The input: Begin
PR #1220, opened 2026-08-27
fix(sessions): keep an archived session archived across a rescan

### LINKED ISSUE #1219: [BUG] Archiving a session does not stick: the full rescan un-archives every session created since the last project-list fetch
**Describe the bug**

Archiving a session does not stick. The session reappears in the sidebar the next time the project list is loaded — but only if its transcript file was *created* after the previous project-list fetch. Archiving an older session works, which is why this is easy to miss.

Measured here: a session archived at 20:14:02 and never written to afterwards was back at `isArchived = 0` at 20:17:38 — the same second `scan_state.last_scanned_at` advanced. Nothing had touched the transcript in those three and a half minutes; a bare `GET /api/projects` was enough.

**To Reproduce**

1. Load the sidebar (this advances the scan cursor to now).
2. Start a new session and send one message.
3. Archive that session from its menu — it disappears as expected.
4. Reload the page.

The session is back in the list, and its `isArchived` column is `0` again.

**Expected behavior**

An archived session stays archived until something is actually written to it.

**Screenshots**

Not applicable — the state is in the database.

**Error message**

None. It fails silently: the archive succeeds and is undone by the next list fetch.

 - OS: Ubuntu 26.04 on WSL2 (server), macOS (browser)
 - Browser: Chrome 151
 - Version: CloudCLI 1.37.2, installed from npm, Node 26

**Smartphone (please complete the following information):**
 - Not device specific; the flag is reset server side, so every client sees it.

**Additional context**

`sessionsDb.createSession` resets the flag on every re-index, unconditionally, in both paths (`server/modules/database/repositories/sessions.db.ts`, around lines 114 and 144):

```js
isArchived = 0,
```

Re-indexing is not limited to sessions that changed:

- `getProjectsWithSessions()` and `getArchivedProjectsWithSessions()` call `sessionSynchronizerService.synchronizeSessions()` on every request, so the full rescan runs on every sidebar load, not only at server start.
- The rescan selects files with `findFilesRecursivelyCreatedAfter(...)`, which compares **`birthtime`** against `scan_state.last_scanned_at`. It therefore re-indexes every transcript created since the last fetch, whether or not its content changed — and each of those loses its archive flag.

The reset itself is clearly intended: a session that is being written to again should come back out of the archive. What is missing is the check that anything was actually written:

```sql
-- UPDATE path (needs the timestamp bound a second time)
isArchived = CASE WHEN julianday(?) > julianday(updated_at) THEN 0 ELSE isArchived END,

-- ON CONFLICT path
isArchived = CASE WHEN julianday(excluded.updated_at) > julianday(sessions.updated_at)
                  THEN 0 ELSE sessions.isArchived END,
```

`julianday()` parses both formats that occur in the column (`2026-08-27 20:14:02` from the column default and `2026-08-27T20:17:38.896Z` from `readFileTimestamps`), and a NULL timestamp fails the comparison, which keeps the session archived rather than discarding the user's action.

I am running exactly this as a local patch against `dist-server/`: untouched sessions stay archived, and sessions that are written to again still come back. Happy to send it as a PR if the approach looks right.

buttjer:
Fixes #1219.

## The bug

`createSession` resets `isArchived` on every re-index, without checking whether anything was actually written:

```js
isArchived = 0,
```

That is fine for the case it was written for — a session being written to again should come back out of the archive — but re-indexing is not limited to sessions that changed. `getProjectsWithSessions()` runs `synchronizeSessions()` on every request, so the full rescan happens on each sidebar load, and the rescan picks files by **`birthtime`** against `scan_state.last_scanned_at`. Every session created since the previous fetch is therefore re-indexed unchanged — and loses its archive flag.

The practical effect: archiving a session you just finished never sticks, while archiving an older one works. Measured before the fix: a session archived at 20:14:02 and never touched again was back at `isArchived = 0` at 20:17:38, the same second the scan cursor advanced.

## The fix

Reset only when the caller actually reports newer activity:

```sql
isArchived = CASE WHEN ? IS NULL OR julianday(?) > julianday(updated_at) THEN 0 ELSE isArchived END,
```

- An explicit timestamp that is newer than the stored one → reactivate, as before.
- No timestamp at all → reactivate. The statement already writes `updated_at = COALESCE(?, CURRENT_TIMESTAMP)` for that call, so the two now agree. This arm is load-bearing: coalescing inside the comparison instead is not equivalent, because `CURRENT_TIMESTAMP` resolves to whole seconds and "now" is not *newer* than a row written in the same second — which is precisely what `createSession reactivates archived rows when the session becomes active again` does, and it goes red without it.
- Same timestamp (an unchanged file, re-indexed by the (rescan) → leave the flag alone.

`julianday()` parses both forms that occur in the column: `2026-08-27 20:14:02` from the column default and `2026-08-27T20:17:38.896Z` from `readFileTimestamps`.

The `ON CONFLICT` path gets the same condition against `excluded.updated_at`, which is already coalesced there.

## Tests

`server/modules/database/tests/sessions.db.integration.test.ts` gains a case for the rescan: create with timestamps, archive, re-index with the *same* timestamps, assert it is still archived — then re-index with a newer one and assert it comes back.

Full server suite: 271 passing, 0 failing.

## Summary by CodeRabbit

* **Bug Fixes**
  * Archived sessions now remain archived when recreated with older session data.
  * Sessions are reactivated when recreated without timestamps or with current or newer data.
  * Improved archive-state handling for sessions created without explicit provider timestamps.
  * Prevented outdated session information from unintentionally changing archive status.

* **Tests**
  * Added coverage for reactivating archived sessions and preserving their archived status when older data is received.
  * Added validation for timestamped and app-created session scenarios.


buttjer:
@coderabbitai review

buttjer:
@coderabbitai full review

blackmammoth (approved):

PR #1225, opened 2026-08-30
fix(chat): merge back-to-back queued messages instead of overwriting

nateQQ:
## What

While a turn is running, queuing a second message replaced the first one instead of appending to it - both in React state and in the `queued_message_<sessionId>` localStorage record.

## Repro

1. Send a message that starts a long-running turn.
2. While it's still running, type "A" and press Enter - it gets queued (shown in the queued-message card).
3. Before the turn finishes, type "B" and press Enter.
4. The queued card now shows only "B". "A" is gone and is never sent.

## Fix

`useChatComposerState.ts`'s `handleSubmit` now checks for an existing queued draft for the session before building the new one, and merges into it instead of replacing it:
- text is joined with a blank line
- attachments and uploaded-attachment descriptors are concatenated
- send options use the latest snapshot (most recent model/permission settings win)

So queuing "A" then "B" mid-turn now delivers a single message containing both once the turn ends, instead of silently dropping "A".

## Testing

- `npm run typecheck` - passes
- `npx eslint src/components/chat/hooks/useChatComposerState.ts` - clean
- `npm run build` - passes
- Traced both the same-session queue path and the cross-session dispatch path (`useQueuedMessageAutoSend.ts`, which only reads/sends after a turn completes and needed no changes) to confirm the merged draft flows through unchanged.

## Summary by CodeRabbit

* **Bug Fixes**
  * Improved message queuing during active conversations.
  * Multiple queued messages are now combined instead of replacing earlier content.
  * Attachments and uploaded files are preserved across queued submissions.
  * Queued content remains accurate when messages or uploads finish in a different order.
  * Prevented newer submissions from overwriting previously queued text or attachments.

### DIFF
--- a/src/components/chat/hooks/useChatComposerState.ts
+++ b/src/components/chat/hooks/useChatComposerState.ts
@@ -724,16 +724,21 @@ export function useChatComposerState({
         }
 
         // A message may already be queued for this turn (the user queued "A"
-        // and is now queuing "B" before the run finishes). Append onto it
-        // instead of replacing it so the earlier message is never dropped.
-        const existingDraft =
-          queuedSessionKey && queuedDraftSessionRef.current === queuedSessionKey ? queuedDraft : null;
+        // and is now queuing "B" before the run finishes). Re-read the
+        // persisted draft here rather than trusting the `queuedDraft` closure:
+        // two submissions can each be past their own upload await with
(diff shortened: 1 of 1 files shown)


blackmammoth:
hey @nateQQ, can you resolve the merge conflicts?

PR #1227, opened 2026-08-30
Let a launcher name a desktop window and open Local CloudCLI at startup

edgar965:
Two small, opt-in additions for driving the desktop app from a launcher script. Both are off unless an environment variable is set, so nothing changes for anyone who does not use them.

## Why

Several desktop windows can already run side by side — the single-instance lock is keyed on `--user-data-dir`, so one profile per window is enough. But they are hard to live with:

- every window carries the same title, so they are indistinguishable in the taskbar and in Alt+Tab, and
- every window starts on the launcher and needs a click to reach the local app.

## `CLOUDCLI_INSTANCE_NAME`

When set, the value is prefixed to the window title: `myproject - CloudCLI - Local CloudCLI`. It goes in front because that is the end Windows keeps when it truncates a taskbar label.

One detail that took a second attempt: a loaded document's `<title>` replaces whatever `setTitle` put there, so the launcher page dropped the prefix again as soon as it finished loading. `page-title-updated` now re-applies it while keeping the document title.

## `CLOUDCLI_DESKTOP_OPEN_LOCAL` / `CLOUDCLI_DESKTOP_START_PATH`

With `CLOUDCLI_DESKTOP_OPEN_LOCAL=1`, the window opens Local CloudCLI directly instead of the launcher. `CLOUDCLI_DESKTOP_START_PATH` optionally picks the page inside the web UI, resolved against the local server url.

`openLocalAtStartup()` mirrors the existing `openLocalInDesktop()` — same pending target, same startup logs — and only adds the path. Any failure goes through the usual `showError`, so a bad value cannot stop the app from starting.

## Testing

Verified on Windows 11 with several windows open at once, each with its own `--user-data-dir` and name, all sharing one local server. With neither variable set, titles and startup are byte-for-byte as before.

## Summary by CodeRabbit

* **New Features**
  * Added optional instance-name prefixes to desktop window titles, making side-by-side instances easier to distinguish.
  * Added automatic opening of the local environment at startup.
  * Added support for specifying an initial startup path.

* **Bug Fixes**
  * Preserved instance-name prefixes when loaded pages update their document titles.
  * Improved startup path validation, safe fallback behavior, and error reporting for unusable or external paths.


edgar965:
@coderabbitai review

PR #425, opened 2019-01-29
remove time from raw logging

plmuon:
Fix for issue #212.

The issue caused trouble in my application, so I had to get rid of time in raw logging, like suggested by https://github.com/google/glog/issues/212#issuecomment-315989830


src/raw_logging.cc
```diff
@@ -120,16 +109,13 @@ void RawLog__(LogSeverity severity, const char* file, int line,
     return;  // this stderr log message is suppressed
   }
   // can't call localtime_r here: it can allocate
```
ukai: can remove this comment?

src/raw_logging.cc
```diff
@@ -120,16 +109,13 @@ void RawLog__(LogSeverity severity, const char* file, int line,
...
-  struct ::tm& t = last_tm_time_for_raw_log;
   char buffer[kLogBufSize];
   char* buf = buffer;
   int size = sizeof(buffer);
 
   // NOTE: this format should match the specification in base/logging.h
```
ukai: do we still need to match the format?

abseil's internal raw_logging doesn't include timestamp.
https://github.com/abseil/abseil-cpp/blob/master/absl/base/internal/raw_logging.cc#L153

src/raw_logging.cc
plmuon: Yes of course, it overlooked it.

src/raw_logging.cc
plmuon: I just followed the NOTE comment, but I would also think that it is not necessary to keep the format the same.

Btw. I don't know what happened with appveyor VS builds (mingw was ok). I'd have some trouble to get a windows/VS environment and try to reproduce.

src/raw_logging.cc
```diff
@@ -120,16 +109,13 @@ void RawLog__(LogSeverity severity, const char* file, int line,
...
-  DoRawLog(&buf, &size, "%c%02d%02d %02d:%02d:%02d.%06d %5u %s:%d] RAW: ",
+  DoRawLog(&buf, &size, "%c0000 00:00:00.000000 %5u %s:%d] RAW: ",
```
shinh: Ukai-san, could you check if the internal version has these numbers? If the internal version has removed them, we should do the same, too.

shinh:
Sorry for the latency.

src/raw_logging.cc
ukai: it uses abseil-cpp's raw_logging

https://github.com/abseil/abseil-cpp/blob/master/absl/base/internal/raw_logging.cc

PR #431, opened 2019-02-16
 Protect macros from user code to the left of them

romkatv:
Currently the following code compiles (and the check passes):

```c++
!CHECK(2 + 2 == 5);
```

Such mistakes can happen by accident. They can be especially difficult to notice if the user code that interferes with the CHECK is on the previous line:

```c++
DoStuff(42);~

// Make sure the index is within bounds. Otherwise a malicious
// actor could execute arbitrary code on our machine.
CHECK(index < length);
```

Oops! The check always passes.

This PR causes this code to be rejected at compile time.


shinh:
Interesting trick! LGTM

Issue #423, opened 2019-01-27
Glog should delete old log files automaticly


DinoStray:
For example, I wanna keep log files for only 7 days.
Then the  glog should delete all the log files which last modify time before 7 days.

aesophor:
I think a cron job can do it

This deletes the logs produced by glog under /tmp that are last modified 7 days ago.
```
$ find /tmp -name 'YourProjectName.*' -mtime +7 -delete
```

Then `$ crontab -e` and add this line to run it daily at 00:00 AM
```
0 0 * * * find /tmp -name 'YourProjectName.*' -mtime +7 -delete
```

DinoStray:
> I think a cron job can do it
> 
> This deletes the logs produced by glog under /tmp that are last modified 7 days ago.
> 
> ```
> $ find /tmp -name 'YourProjectName.*' -mtime +7 -delete
> ```
> Then `$ crontab -e` and add this line to run it daily at 00:00 AM
> 
> ```
> 0 0 * * * find /tmp -name 'YourProjectName.*' -mtime +7 -delete
> ```

But If I use docker or  k8s, there is no crontab.
Clean old logs should done by the glog itself

aesophor:
@DinoStray I've written the code to automatically remove old logs, but they are not yet integrated into the original codebase.
@sergiud I'm not sure when to call it. Calling it at the end of LogFileObject::FlushUnlocked() seems really unwise, since that scans for old logs too frequently. Could you please help me with this? Thank you!

letrthong:
Raspberry doesn't have real time clock so can not get timestamp. Please check the case

letrthong:
i wrote code to limit maximum size of all  files about  3M which is running on raspberry pi.

aesophor:
@DinoStray I tried to implement this and it works on my linux box! :smile: (gentoo-4.19.66) But I haven't tested it on Windows, I'll do it once I have spare time.

---

Simply add this to your project to enable **log cleaner**, it is disabled by default. Once enabled, it will automatically remove old logs that are last modified over 3 days. Only the logs produced by the project which glog is linked in will be removed, logs from other projects won't be touched.
```
google::EnableLogCleaner(3);
```

You can also disable it at anytime by calling
```
google::DisableLogCleaner();
```

Please see here for technical details.
https://github.com/google/glog/pull/432#issuecomment-523680414

aesophor:
[...]

PR #432, opened 2019-02-17
Add support for automatic removal of old logs

aesophor:
This PR is in regard to #423. The code has been added and tested , but not yet integrated into glog. 

Example usage:
```
vector<string> overdue_log_names = GetOverdueLogNames("/tmp", 1);

for (const auto& name : overdue_log_names) {
  unlink(name.c_str());
}
```

GetOverdueLogNames() will check all filenames under log_directory, and return a list of files whose last modified time is over the given days ( calculated with `difftime()` ), so that we can simply for unlink() the filenames in the returned vector.

However, I'm not sure when is the right time to call it.


aesophor:
I signed it!

Steven0917:
Guess the patch was implemented based on Linux. For Windows user, https://github.com/tronkko/dirent will be needed.

src/logging.cc
```diff
@@ -1222,9 +1227,11 @@ void LogFileObject::Write(bool force_flush,
     }
 #endif
     // Perform clean up for old logs
-    for (const auto& dir : GetLoggingDirectories()) {
-      for (const auto& name : GetOverdueLogNames(dir, 3)) {
-        static_cast<void>(unlink(name.c_str()));
+    if (log_cleaner_enabled_) {
+      for (const auto& dir : GetLoggingDirectories()) {
+        for (const auto& name : GetOverdueLogNames(dir, 3)) {
```
aesophor: This hardcoded day count has been fixed in a later commit.

src/logging.cc
```diff
@@ -1136,83 +1221,16 @@ void LogFileObject::Write(bool force_flush,
...
-  if ((dir=opendir(log_directory.c_str()))) {
-    while ((ent=readdir(dir))) {
-      string filename = log_directory + string(ent->d_name);
-      if (IsGlogLog(filename) && LastModifiedOver(filename, days)) {
-        overdue_log_names.push_back(filename);
+    // Perform clean up for old logs
+    for (const auto& dir : GetLoggingDirectories()) {
+      for (const auto& name : GetOverdueLogNames(dir, 3)) {
+        static_cast<void>(unlink(name.c_str()));
       }
```
aesophor: This part in diff might seems confusing. Basically:
1. All these functions (which are related to log cleaner) are moved upper
2. Line 1224-1227: This two-level for loop will be run whenever a flush is performed. https://github.com/google/glog/blob/7af21ae7af57d7bf5ca3c13e2ffa7fd5c37ed698/src/logging.cc#L1225

aesophor:
> Guess the patch was implemented based on Linux. For Windows user, https://github.com/tronkko/dirent will be needed.

Thank you very much for your help! CI has passed on windows!
This is what I've done currently:

To enable log cleaner, in your project (log cleaner is disabled by default).
```
google::EnableLogCleaner(3);
```
And then your project will check if there are overdue logs whenever a flush is performed. In this example, the logs whose last modified times are >= 3 will be unlink(). It calls GetLoggingDirectories() to look for overdue logs.

You may also disable it at anytime.
```
google::DisableLogCleaner();
```

I try to check if a file is **a glog file produced by the project it is linked in** carefully. It will only remove a log if its filename matches: `<program name>.<hostname>.<user name>.log.<severity level>`, so logs from other projects should be untouched.
https://github.com/google/glog/blob/b8a61d70834977d18a524fc849ada2f6dea0d189/src/logging.cc#L871

src/logging.cc
```diff
@@ -833,6 +833,91 @@ void LogDestination::DeleteLogDestinations() {
...
+    if (t.length() > 0) {
+      tokens.push_back(t);
+    }
+  }
+  return tokens;
+}
+
+bool IsGlogLog(const string& log_name) {
+  static const int kGlogFilenameTokenCount = 6;
+  vector<string> log_name_tokens = SplitString(log_name, '.');
```
aesophor: If `log_name` contains a `.`, then this will be broken

aesophor: Resolved by passing `ent->d_name` into IsGlogLog() directly so that we don't have to perform filename stripping ourselves, which also solves this problem.

src/logging.cc
```diff
@@ -827,6 +833,91 @@ void LogDestination::DeleteLogDestinations() {
...
```
aesophor: This is broken on windows, e.g., `windoze.exe`.
Splitting filename by `.` is not reliable.

aesophor: Resolved in 77a1f39 by matching the filename keyword by keyword, please see the commit message for details.

aesophor:
@sergiud Sorry for asking but any chance this patch could be merged?

I've tested them on linux (4.19.66-gentoo) and windows 10, old log files can be removed automatically. This feature is disabled by default.

cswuyg:
"It will only remove a log if its filename matches: <program name>.<hostname>.<user name>.log.<severity level>, so logs from other projects should be untouched."
>>> @aesophor  If I use SetLogDestination API to change base_filename_, old logs will not delete automatically.  is a bug?

aesophor:
> > "It will only remove a log if its filename matches: ...log., so logs from other projects should be untouched."
> 
> @aesophor If I use SetLogDestination API to change base_filename_, old logs will not delete automatically. is a bug?

@cswuyg Yes, this is a bug. I'm working on a patch for this.

aesophor:
@cswuyg Fixed in #502

PR #433, opened 2019-02-20
Use platform APIs to get username instead of env variables.

PawanKartikS:
Previously, username was obtained by reading the value of env variables. This PR implements the usage of platform based APIs to get the username.

### DIFF
--- a/src/utilities.cc
+++ b/src/utilities.cc
@@ -56,6 +56,10 @@
 
 #include "base/googleinit.h"
 
+#if defined(OS_WINDOWS)
+#include <Windows.h>    // GetUserNameA
+#endif
+
 using std::string;
 
 _START_GOOGLE_NAMESPACE_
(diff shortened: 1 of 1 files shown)


PawanKartikS:
I signed it!

PawanKartikS:
Travil check fail: Travis seems to be including `Windows.h` on Linux platforms when building with `CMake wine stable`.

src/utilities.cc
```diff
@@ -296,13 +300,17 @@ const string& MyUserName() {
   return g_my_user_name;
 }
 static void MyUserNameInitializer() {
-  // TODO(hamaji): Probably this is not portable.
+  int err = 0;
+  char user[1024];
 #if defined(OS_WINDOWS)
-  const char* user = getenv("USERNAME");
+  DWORD bufsize = sizeof(user);
```
sergiud: This does not look right.

sergiud: `user` could be `NULL`.

PawanKartikS: I apologize for the delay.
Please look at the complete diff.

`user` was originally of type `const char*`.  I made changes so it is now a string (as required by the APIs) - `char user[1024];`.

So `sizeof(user)` now actually returns `sizeof(char) * 1024`.

PR #437, opened 2019-02-27
Add extra information in log file header (application build/version, actual duration time)

d-uspenskiy:
It is very useful to have application version/build specific information in log file. 
It is possible to write in on start, but in case of log file rolling this information will be lost. 
Also it is useful to know actual running time of application when customer sends you just last log file


d-uspenskiy:
I signed it!

Issue #307, opened 2018-04-11
LogSink::ToString has no microsecond precision.


bmahler:
I noticed a custom LogSink was logging without microsecond precision:

```
I0330 16:05:21.000000 21188 master.cpp:8832] ...
I0330 16:05:21.000000 21188 master.cpp:8832] ...
I0330 16:05:21.000000 21188 master.cpp:8832] ...
```

Currently `LogSink::ToString` always uses 0 for the microsecond component of the timestamp. There is a FIXME related to this:

```
  // FIXME(jrvb): Updating this to use the correct value for usecs
  // requires changing the signature for both this method and
  // LogSink::send().  This change needs to be done in a separate CL
  // so subclasses of LogSink can be updated at the same time.
  int usecs = 0;
```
The input: End
What the task requires = Copy range, inclusive: the line holding "ukai: do we still need to match the format?" to the line holding "Oops! The check always passes.". Reproduce exactly those lines of the records above and no others.

Result for this task =
ukai: do we still need to match the format?

abseil's internal raw_logging doesn't include timestamp.
https://github.com/abseil/abseil-cpp/blob/master/absl/base/internal/raw_logging.cc#L153

src/raw_logging.cc
plmuon: Yes of course, it overlooked it.

src/raw_logging.cc
plmuon: I just followed the NOTE comment, but I would also think that it is not necessary to keep the format the same.

Btw. I don't know what happened with appveyor VS builds (mingw was ok). I'd have some trouble to get a windows/VS environment and try to reproduce.

src/raw_logging.cc
```diff
@@ -120,16 +109,13 @@ void RawLog__(LogSeverity severity, const char* file, int line,
...
-  DoRawLog(&buf, &size, "%c%02d%02d %02d:%02d:%02d.%06d %5u %s:%d] RAW: ",
+  DoRawLog(&buf, &size, "%c0000 00:00:00.000000 %5u %s:%d] RAW: ",
```
shinh: Ukai-san, could you check if the internal version has these numbers? If the internal version has removed them, we should do the same, too.

shinh:
Sorry for the latency.

src/raw_logging.cc
ukai: it uses abseil-cpp's raw_logging

https://github.com/abseil/abseil-cpp/blob/master/absl/base/internal/raw_logging.cc

PR #431, opened 2019-02-16
 Protect macros from user code to the left of them

romkatv:
Currently the following code compiles (and the check passes):

```c++
!CHECK(2 + 2 == 5);
```

Such mistakes can happen by accident. They can be especially difficult to notice if the user code that interferes with the CHECK is on the previous line:

```c++
DoStuff(42);~

// Make sure the index is within bounds. Otherwise a malicious
// actor could execute arbitrary code on our machine.
CHECK(index < length);
```

Oops! The check always passes.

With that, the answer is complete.